TASK DETAILS ->
In the listing below, how many lines carry the word "public"? Reply with only the number.

DATA FOR THE TASK ->
*** Block opens ***

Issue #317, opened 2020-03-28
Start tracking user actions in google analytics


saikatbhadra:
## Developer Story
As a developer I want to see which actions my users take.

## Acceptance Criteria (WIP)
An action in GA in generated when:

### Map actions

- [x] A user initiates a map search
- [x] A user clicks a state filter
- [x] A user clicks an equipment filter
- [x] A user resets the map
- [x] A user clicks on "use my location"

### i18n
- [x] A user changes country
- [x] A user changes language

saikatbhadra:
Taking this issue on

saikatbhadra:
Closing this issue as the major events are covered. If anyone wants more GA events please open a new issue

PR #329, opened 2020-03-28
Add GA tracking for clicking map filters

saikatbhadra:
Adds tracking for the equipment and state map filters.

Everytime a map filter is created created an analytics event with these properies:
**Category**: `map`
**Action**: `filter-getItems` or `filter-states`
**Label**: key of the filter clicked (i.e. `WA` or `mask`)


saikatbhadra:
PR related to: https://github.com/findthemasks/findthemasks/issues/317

*** Block closes ***
*** Block opens ***

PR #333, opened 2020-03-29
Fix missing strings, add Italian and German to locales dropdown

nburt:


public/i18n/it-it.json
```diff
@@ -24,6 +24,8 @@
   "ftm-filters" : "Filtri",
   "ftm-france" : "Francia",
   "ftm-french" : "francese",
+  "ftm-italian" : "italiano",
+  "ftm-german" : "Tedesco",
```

*** Block closes ***
*** Block opens ***

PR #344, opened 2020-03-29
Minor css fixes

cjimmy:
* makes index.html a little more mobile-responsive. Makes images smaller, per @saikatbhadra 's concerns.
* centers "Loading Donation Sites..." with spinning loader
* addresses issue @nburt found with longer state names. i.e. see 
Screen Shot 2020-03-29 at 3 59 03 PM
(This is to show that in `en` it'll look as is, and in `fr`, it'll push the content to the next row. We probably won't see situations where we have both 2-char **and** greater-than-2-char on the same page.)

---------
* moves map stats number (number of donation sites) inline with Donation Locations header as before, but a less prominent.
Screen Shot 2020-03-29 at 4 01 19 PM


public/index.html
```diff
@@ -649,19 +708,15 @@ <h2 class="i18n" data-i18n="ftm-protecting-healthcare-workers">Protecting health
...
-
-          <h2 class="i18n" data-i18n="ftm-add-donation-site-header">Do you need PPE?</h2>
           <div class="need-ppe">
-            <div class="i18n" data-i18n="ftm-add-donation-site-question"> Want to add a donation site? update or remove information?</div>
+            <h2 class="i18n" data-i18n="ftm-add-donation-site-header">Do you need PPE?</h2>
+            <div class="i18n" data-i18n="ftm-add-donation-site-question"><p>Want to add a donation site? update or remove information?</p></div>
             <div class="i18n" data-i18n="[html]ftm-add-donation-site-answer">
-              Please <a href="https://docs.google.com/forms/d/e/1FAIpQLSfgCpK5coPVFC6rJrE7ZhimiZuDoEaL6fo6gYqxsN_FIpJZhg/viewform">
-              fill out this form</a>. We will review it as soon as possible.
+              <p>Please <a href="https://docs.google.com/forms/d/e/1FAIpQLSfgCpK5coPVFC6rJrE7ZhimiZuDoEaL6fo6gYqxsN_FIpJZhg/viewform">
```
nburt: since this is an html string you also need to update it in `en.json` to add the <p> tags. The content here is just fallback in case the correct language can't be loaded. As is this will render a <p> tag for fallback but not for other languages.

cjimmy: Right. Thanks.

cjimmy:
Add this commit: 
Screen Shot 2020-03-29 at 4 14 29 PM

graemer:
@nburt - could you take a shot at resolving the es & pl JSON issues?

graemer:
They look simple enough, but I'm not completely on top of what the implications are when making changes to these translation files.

*** Block closes ***

EXERCISE RESPONSE ->
2